Issue #60270, opened 2024-02-07
Separate feature flags for SSC release on web and clients


thenamankumar:
Update feature flag on `use-ssc-for-cody-subscription` to something else on web, so that it is different from the one used on clients and we can control the two releases separately.

PR #60271, opened 2024-02-07
Update SSC release feature flag name

thenamankumar:
closes: https://github.com/sourcegraph/sourcegraph/issues/60270

Change feature flag name `use-ssc-for-cody-subscription` to `use-ssc-for-cody-subscription-on-web`, so it is different from the one used on clients and we can control the two releases separately.

## Test plan
 unit tests covers it.

### DIFF
--- a/client/web/src/cody/featureFlags.ts
+++ b/client/web/src/cody/featureFlags.ts
@@ -1,7 +1,7 @@
 import { useFeatureFlag } from '../featureFlags/useFeatureFlag'
 
 export const useArePaymentsEnabled = (): boolean => {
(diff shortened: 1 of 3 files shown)


vdavid (approved):
@thenamankumar, can you confirm that you went through all mentions of the old flag and updated all places where it made sense? I assume you've done that so approving, just looking for a confirmation.

thenamankumar:
Yes @vdavid I did confirm by doing a grep and search: https://sourcegraph.com/search?q=context:global+repo:%5Egithub%5C.com/sourcegraph/sourcegraph$+use-ssc-for-cody-subscription&patternType=keyword&sm=0

PR #60279, opened 2024-02-07
Jac/otel

jac:
Upgrades the otel version to fix a version mismatch caused by v1.22.0 being used from the root go.mod (upgraded in this [commit](https://github.com/sourcegraph/sourcegraph/commit/0a038b15932a73057616efc604ca7bec0675cafd)) which conflicts with the v1.21.0 gcp detector in the MSP runtime.

As long as the major version is the same Go will use the highest minor version of a package if used by multiple dependencies. As such because the root go.mod had v1.22 it was being used for the MSP runtime lib instead of v1.21 but the gcp detector was still on v1.21 causing a schema mismatch
## Test plan

- CI
- Built and uploaded a docker image to Cloudrun and verified both the gcp detector and default detector use schema url 1.24


unknwon (approved):

unknwon:
Nice find!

# Work order:
Search the data above for the word "vdavid" and show every line that has it.

# Written response:
vdavid (approved):
Yes @vdavid I did confirm by doing a grep and search: https://sourcegraph.com/search?q=context:global+repo:%5Egithub%5C.com/sourcegraph/sourcegraph$+use-ssc-for-cody-subscription&patternType=keyword&sm=0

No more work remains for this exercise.